Three domains were added (marked with an asterisk*) to ensure the entire range of issues encountered within epilepsy clinical care settings were covered.  This change was made to address the broader goal of leveraging a web-based patient portal (i.e., Studytrax) to dynamically generate and monitor patient use of targeted, personally relevant disease and treatment-related information, and educational materials. 

What’s In The Buckets?

Gathering disease-related information and educational materials is necessary, but not sufficient building systems that deliver personally relevant information to patients.  Certainly disease information (e.g., seizure type) is one component, but characteristics about the patient, as well as the information source itself are also key components.  These later components are general, and thus apply across disease populations.  Recommended characteristics that have worked well are presented below.  Those looking to catalog items can find a template spreadsheet with appropriate pick-list items here.  

  • Type
    • Description: The media type of item
    • Options: Website, Video, Podcast, Text
    • Notes: The “Text” option refers to written information to be inserted into a report.

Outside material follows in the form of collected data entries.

PR #3563, opened 2015-10-09
Bug 1206309: Add a feedback mechanism for compat tables

stephaniehobson:
Add a menu with options: more about beta, take survey, see old tables, report an error.

### DIFF
--- a/kuma/static/js/wiki-compat-tables.js
+++ b/kuma/static/js/wiki-compat-tables.js
@@ -9,11 +9,11 @@
     var $sectionHead = $compatWrapper.prevAll('h2').first();
     var sectionHeadIsMatch = $sectionHead.filter(function() {
             return $(this).text().match(/(browser )?compat[i|a]bility/i);
-        });
+    });
     // is it a browser compat section?
     if(sectionHeadIsMatch) {
         // come back down DOM hiding things until we reach the comapt table.
-        $sectionHead.nextUntil('.bc-api').hide();
+        $sectionHead.nextUntil('.bc-api').hide().addClass('bc-old-hide');
     }
 
     // Private var to assign IDs to history for accessibility purposes
@@ -34,6 +34,9 @@
         return $(this).each(function() {
 
             var $table = $(this);
+
+            // add beta notice & menu
+            addBetaNotice($table);
 
             // Keep track of what may be open within this table
             var $openCell;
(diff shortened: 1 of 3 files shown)


darkwing:
We need to wrap English text in `gettext`

kuma/static/js/wiki-compat-tables.js
```diff
@@ -13,9 +13,50 @@
...
+    // add beta notice & associated functonality
+    var $betaMenuWrapper = $('<div>', {class: 'bc-beta-menu'});
+    var $betaMenuTrigger = $('<a>', {text: 'New compatibility tables are in beta ', href: '/en-US/docs/New_Compatability_Tables_Beta'}).append($('<i>', {class: 'icon-caret-down', 'aria-hidden': 'true'}));
+    var $betaSubmenu = $('<ul>', {class: 'submenu js-submenu'});
+    var betaSubmenuItems = [];
+
+    var $betaLink = $('<a>', {text: 'More about the beta.', href: '/en-US/docs/New_Compatability_Tables_Beta'});
+    betaSubmenuItems.push($betaLink);
+
+    var $betaSurvey = $('<a>', {text: 'Take the survey', href: 'http://www.surveygizmo.com/s3/2342437/0b5ff6b6b8f6', class: 'external external-icon'});
```
darkwing: Should we consider opening this in a new window?  New site, and so they can flip back and look at it when they're answering?

darkwing:
Overall this looks awesome!

kuma/static/js/wiki-compat-tables.js
```diff
@@ -13,9 +13,50 @@
     // is it a browser compat section?
     if(sectionHeadIsMatch) {
         // come back down DOM hiding things until we reach the comapt table.
-        $sectionHead.nextUntil('.bc-api').hide();
+        $sectionHead.nextUntil('.bc-api').hide().addClass('bc-old-hide');
     }
 
+    // add beta notice & associated functonality
+    var $betaMenuWrapper = $('<div>', {class: 'bc-beta-menu'});
```
darkwing: We should have a space at the beginning and end of an object

stephaniehobson:
Gettexted and spaced. Couldn't get target: '_blank' to work for some reason but it's a link so if they want to open it in a new window they can CMD+click.

darkwing:
This doesn't work when there are multiple compat tables on a page.  It does put an "... is in beta" message above each table but the dropdown only displays on the second (last?) table.

I think we want to place this within the `this.each` at the top of the plugin definition.

stephaniehobson:
Updated.

brhom300:
thanks your

darkwing:
Two things:

*  `class` has been a bit dangerous as an object key, so I usually put it in quotes: `'class': ....`
*  Since what you're adding has very little to do specifically with each item, we could put all of what you're adding into a new function inside the main closure, then simply call it from within `each`.  That compartmentalizes the code better.

stephaniehobson:
Updated :)

darkwing:
At the moment I'm seeing two links; hovering over the first does nothing, hovering over the second shows two dropdowns.  I see two links even when there's only one table on the page.

twolinks

stephaniehobson:
That seems like an old bug, I'll make sure I actually pushed my updates >_<

stephaniehobson:
I'm not able to reproduce locally with 1 or 2 tables on page. Can you make sure you have the most recent version of the PR?

darkwing:
R+

PR #3564, opened 2015-10-09
Bug 1206309: Remove CSS transitions

stephaniehobson:
Remove CSS transitions from elements, set speed of javascript transition to something less stressful.


darkwing:
Way to steal my glory @stephaniehobson :D.  Nice, thank you!  R+

PR #3565, opened 2015-10-12
bug 1212767 - Update test fixture CSS class

darkwing:
Per @Elchi3 's request:  https://bugzilla.mozilla.org/show_bug.cgi?id=1212767


darkwing:
This update should have 0 impact on the tests since we don't have any selector/content checking.

PR #3566, opened 2015-10-12
Some cleanup commits from #3482.

jezdez:
This contains the first original cleanup commits from #3482


jwhitlock:
+r cleaner, closer to standard Django, and lean appropriately on 3rd-party libraries.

Ideally the text is dynamic, rather than static. That is, the text generated should be logic-driven based on patient data values. For instance, Low, Normal, and High may be used to describe a lab value as appropriate.
  • Domain
    • Description: The item’s relevant domain area
    • Options: Specified by the model adopted and any modifications. In the current example: Emotional Health, Stress Management, Sleep, Diet and Nutrition, Physical Activity, Independent living, Social Relationships, Education and Employment, Disease Information, General, Treatment and Procedures
    • Notes None.
  • Disease Relationship
    • Description: Whether the item is related to a specific disease (e.g., seizure type) or generally applicable across disease populations (e.g., sleep hygiene)
    • Options: General, Disease Specific
    • Notes: Within multi-disease informational systems, this characteristic identifies items that are applicable across more than one disease state (e.g., educational video on “MRI – What to expect”).
  • Audience
    • Description: The target audience of the item
    • Options: General Public, Scientific
    • Notes: Used to identify whether the informational item targets the scientific community (e.g., a journal article) or the general public. The writing style and background knowledge assumptions are typically distinct enough that thought best to present these target types separately.
  • Reading Level
    • Description: Reading level of the item
    • Options: 5Th Grade or below, 6th to 9th Grade, 10th Grade or Above
    • Notes: None
  • Developmental Level
    • Description: The target developmental level of the item
    • Options: Lower School, Middle School, High School or Above
    • Notes: None
  • Access Information
    • Description: How the item is accessed
    • Options: URL, File Path
    • Notes: None
  • Target Person(s)
    • Description: The target person of the item
    • Options: Patient, Caregiver with Adult Patient, Caregiver with Child Patient
    • Notes: None.
  • Access Link or File Path
    • Description: The link or file path of the item
    • Options: None
    • Notes: None
  • Description
    • Description: Item Description
    • Options: None
    • Notes: Summary sentence or two about the item.

Taken together, these characteristics will help further the efforts to successfully connect patients to relevant information.  Forthcoming articles will examine other components and examples from various disease populations.